Every November some of my friends get all “why aren’t you doing NaNoWriMo?”
Well, a few reasons. Firstly, back in 2009 I did it in 16 days. 16 days, 50,000 words. I still went to work and was possibly more social than I was in the surrounding months. I know I fucked around at least 2 of those days too, but let’s just call it 16, because that’s when I started emailing the damn thing out to people. Sure, it wasn’t polished, but it was a coherent story that was read-able. I spewed that out in 16 days. That’s how I roll. 50k in 30 days isn’t that much of a challenge anymore.
Secondly, I have friends who like to try it, but when they see a status update that I have 5,000 words by noon on November 1st, they get demoralized. Sure, maybe that’s THEIR fault and THEIR shortcoming, or maybe I could just shut the fuck up, but regardless of all that, I rather enjoy cheering them on from the sidelines, and it doesn’t help when they ask and I tell them I’m 15 or 30k ahead of them.
Thirdly, when I first finished NaNoWriMo back in 2004, it was originally about WRITING, as in sitting down and doing the shit, not talking about it, not putting it off or getting distracted, but writing. I remember reading the mission statement that said something along the lines of it being something to get people writing, whether they finished or not, what mattered was that they’re writing. I went to a meeting once where people were like “what if we don’t finish?” and I told them all that – that finishing isn’t as important as the fact that they’re actually writing instead of thinking or talking about it. Some “veterans” of NaNoWriMo got all uptight and flustered, saying “no, you have to finish.” FUCK YOU. Yes, I realize that in America everything is about winning or losing, but maybe some first-timers just want to get their feet wet, not dive the fuck in. Yes, I realize that if you acknowledge that you don’t have to finish you won’t be as driven, but if you focus on the important part, you know, the part where YOU’RE ACTUALLY FUCKING WRITING, then “finishing” becomes wholly irrelevant. Maybe you never fucking “finish” that novel. Maybe it’s done at 20,000 words. Maybe it’s done at 300,000. Who the fuck cares as long as YOU DID IT?

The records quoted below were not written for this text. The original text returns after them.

PR #1066, opened 2016-05-26
Enable 5 translators for translation-server and add url to Google Books

mvolz:
Enable JSTOR, Primo, ScienceDirect, Wiley Online,
and Google Books translators for translation-server. 

Add regex for 12 character google books ID,
and add url to citation based on that ID.

Change-Id: I706250304fb8df4e53ee45c3e32ced7970e7f19e

### DIFF
--- a/Google Books.js
+++ b/Google Books.js
@@ -8,7 +8,7 @@
 	"priority": 100,
 	"inRepository": true,
 	"translatorType": 4,
-	"browserSupport": "gcsb",
+	"browserSupport": "gcsbv",
 	"lastUpdated": "2015-09-24 15:24:15"
 }
 
@@ -116,17 +116,22 @@ function parseXML(text) {
 	}
 	
 	var ISBN;
-	const ISBN10Re = /(ISBN:)(\w{10})$/;
-	const ISBN13Re = /(ISBN:)(\w{13})$/;
+	const ISBN10Re = /(?:ISBN:)(\w{10})$/;
+	const ISBN13Re = /(?:ISBN:)(\w{13})$/;
+	const booksIDRe = /^(\w{12})$/;
 	var identifiers = ZU.xpath(xml, "dc:identifier", ns);
 	for (var i in identifiers) {
 		var ISBN10Match = ISBN10Re.exec(identifiers[i].textContent);
 		var ISBN13Match = ISBN13Re.exec(identifiers[i].textContent);
+		var booksIDMatch = booksIDRe.exec(identifiers[i].textContent);
 		if (ISBN10Match != null) {
-			ISBN = ISBN10Match[2];
+			ISBN = ISBN10Match[1];
 		}
 		if (ISBN13Match != null) {
-			ISBN = ISBN13Match[2];
+			ISBN = ISBN13Match[1];
+		}
+		if (booksIDMatch != null) {
+			newItem.url = 'https://books.google.com/books?id=' + booksIDMatch[1];
 		}
 	}
 	newItem.ISBN = ISBN;
--- a/JSTOR.js
+++ b/JSTOR.js
@@ -8,7 +8,7 @@
 	"priority": 100,
 	"inRepository": true,
 	"translatorType": 4,
-	"browserSupport": "gcsib",
+	"browserSupport": "gcsibv",
 	"lastUpdated": "2016-05-13 22:51:52"
 }
 
--- a/Primo.js
+++ b/Primo.js
@@ -8,7 +8,7 @@
 	"priority": 100,
 	"inRepository": true,
 	"translatorType": 4,
-	"browserSupport": "gcsb",
+	"browserSupport": "gcsbv",
 	"lastUpdated": "2016-04-22 09:32:07"
 }
 
--- a/ScienceDirect.js
+++ b/ScienceDirect.js
@@ -8,7 +8,7 @@
 	"priority": 100,
 	"inRepository": true,
 	"translatorType": 4,
-	"browserSupport": "gcsib",
+	"browserSupport": "gcsibv",
 	"lastUpdated": "2015-12-08 05:47:08"
 }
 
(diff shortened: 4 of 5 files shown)


zuphilip:
That looks good. I am wondering whether we can change the `v` in larger scale? The search translator do not work at translation server, but are there any other restrictions?

(I added this PR to the WikiCite pad for documentation.)

mvolz:
Yes, I think there are probably lots we can add the v flag to. these are just the ones that we've already been using in production. When the automated tests were running they'd actually show which ones succeeded, partially failed, or failed on translation-server. Unfortunately have to check them all manually now! 

Some don't make sense to use because they require credentials, i.e. the Zotero one.

dstillman:
> Unfortunately have to check them all manually now! 

I'm not sure what the state of the automated translator tests is (@simonster would know), but there's a test mode you can run locally:

`./build/run-translation-server.sh -test /full/path/to/output/file.html`

I'm going to try tonight to update the translation server to work with the latest version of Zotero — it's currently running a version from 2013, and there are probably [various problems](https://groups.google.com/d/topic/zotero-dev/fJdp0NK_2ec/discussion) because of that.

Google Books.js
```diff
@@ -116,17 +116,22 @@ function parseXML(text) {
...
 		if (ISBN10Match != null) {
-			ISBN = ISBN10Match[2];
+			ISBN = ISBN10Match[1];
 		}
 		if (ISBN13Match != null) {
-			ISBN = ISBN13Match[2];
+			ISBN = ISBN13Match[1];
+		}
+		if (booksIDMatch != null) {
+			newItem.url = 'https://books.google.com/books?id=' + booksIDMatch[1];
```
zuphilip: If we want this change also rolled out in Zotero, then one needs to change the `lastUpdated` field. Moreover, one needs to update the test cases.

adam3smith: I don't think we'd want this. We only include the url where we have a full text at that URL; that's not the case for all books on google books.

zuphilip: Hm.. Okay, I guess you are right. This is similar to not to save the link to amazon in the url field, just because the metadata where taken from there.

On the other hand there is a Wikidata property [P675](https://www.wikidata.org/wiki/Property:P675) for the Google-Books-ID, which is in particularly used in giving references to statements.

Should we add the Google-Books-ID in the `extra` field, i.e.
```js
newItem.extra = "Google-Books-ID: " + booksIDMatch[1];
```
? Then @mvolz can take it from there for the Citoid service?

adam3smith: Sounds good to me, yes

owcz: @adam3smith Is there a reason why you only use the URLs that host the full text? I would think that having a link to the desired GB item would be preferable than no URL in the field at all (especially since preview rights do change)

adam3smith: Yes -- because URL is a field to be used in citations, and citations should point to the actual resource something is cited from. A URL would be misleading if you actually read the book in print but got the data from google books. For Zotero, there is an option to attach a link, which we do for google books w/o fulltext (and for other similar catalog-type resources like Amazon).

mvolz:
The reason we change the url in Google books is because Google puts tracking information in its urls, and we didn't want that information being stored in Wikipedia. So this was a hack for that. Putting it in the memo field is fine but we probably wouldn't use that actually. 

I'm assuming the option to attach the link in Zotero doesn't actually go into any field in the citation?

adam3smith:
> I'm assuming the option to attach the link in Zotero doesn't actually go into any field in the citation? 

I'm afraid not (though the translator server can attach files, so this is going somewhere...)

zuphilip:
I think that attachments are currently not present in translation server, cf. https://github.com/infolis/translation-server/commit/4e600bdd98e83db051f461c0bec9d654b5e8ea43 . However, it is also worth to think about a more stable (official) solution.

zuphilip:
@mvolz Why did you close this PR?

Google Books.js
owcz: Correct me if I'm wrong, but there are two use cases here. (1) Google Books is used to lookup ISBNs for metadata, no? And in those cases you don't want to pull the URL as there isn't necessarily any text cited at that time. (2) Google Books often _does_ have full-page view (if not full text) for recent and public domain books, and in those cases it would absolutely be useful to have the URL linked in the citation.

Case #2 is much more frequent for me, but then again I'm less privy to the backend on ISBN lookup. Wouldn't it make sense to handle the two cases differently, though, based on whether the user is citing from the page view (more than the snippet view)? It would even be nice to save the full-page view image to Z for citation...

zuphilip: The standard use case for the translators is to save the bibliographic metadata to make citations and list of references in publications. The citation styles are then responsible for the specific formatting in a published manuscript. It is common to show the url for webpages, blog posts and to show the doi for journal articles, conference proceeding in the list of references. However, it would be really strange if all references to books would have Google or Amazon urls. Have you ever seen a bibliography with a Google or Amazon url for a recent book?

However, I don't understand why you don't want to look at the `extra` field for the Google url. AFAIK Citoid is already parsing the `extra` field for PMID. Moreover, [we began at the WikiCite](https://meta.wikimedia.org/wiki/WikiCite_2016/Report/Group_8#Subtask.232_Improve_ID_import_into_Citoid) to put other IDs in the same way in extra fields such that Citoid can grab it from there, e.g. for the OCLC number https://github.com/zotero/translators/commit/046a7a584ca901744e74f586e3123b5eb9d7facc, https://github.com/zotero/translators/commit/ff293f90aa30334d148cbf7ece96c164b4bc98db.

owcz: I don't mean just for Wikipedia in this case, and perhaps it's more for "book section" than "book"-type citations, but I'll often have a passage of one to ten pages that I'd cite on its own from a chapter and if I recall correctly, the Zotero ingest doesn't take the digital webpage into account. I would think that the point of having full-page text readable online is to be able to share links to passages like that and thus to have them in the citations. I agree that I rarely see books.google.com URLs in bibliographies for books, and I can't say I recall seeing it often for chapters or passages either. For me this is more of keeping my research in the same place. Apart from that, no qualms in particular about using the `extra` field as you mentioned for citation generation.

With the above in mind, I’m already writing. Every day I do a poem. Every week I edit or write a significant chunk of something. I expect that the re-write of my third novel should be done by the end of the year, possibly sooner. Why would I want to muddy the waters of something I’m focused on with a brand-new idea?
Fourthly I don’t get writers’ block. I lack time or get distracted by shiny things, or girls, or shiny girls, but I never get writers’ block. For example on Sunday I sat down at a coffee shop and set up the laptop so I could ogle the pretty girls, not knowing what I would write. After a single sentence the whole thing came together and I spent more time writing than ogling, and in fact when I looked up FROM MY ALMOST-COMPLETED SCENE, the pretty girls were gone, AND I WAS NOT IN ANY WAY SAD. What the fuck is writers’ block? I don’t need to impose an artificial deadline in order to force myself to create.
(side note : thank you ladies, whoever you were, for being the muse for a few minutes)
If you’re NaNo-ing this month, whether it’s your first time or you’re a vet, my question to you is this : “WHY THE FUCK ARE YOU READING THIS INSTEAD OF WRITING?”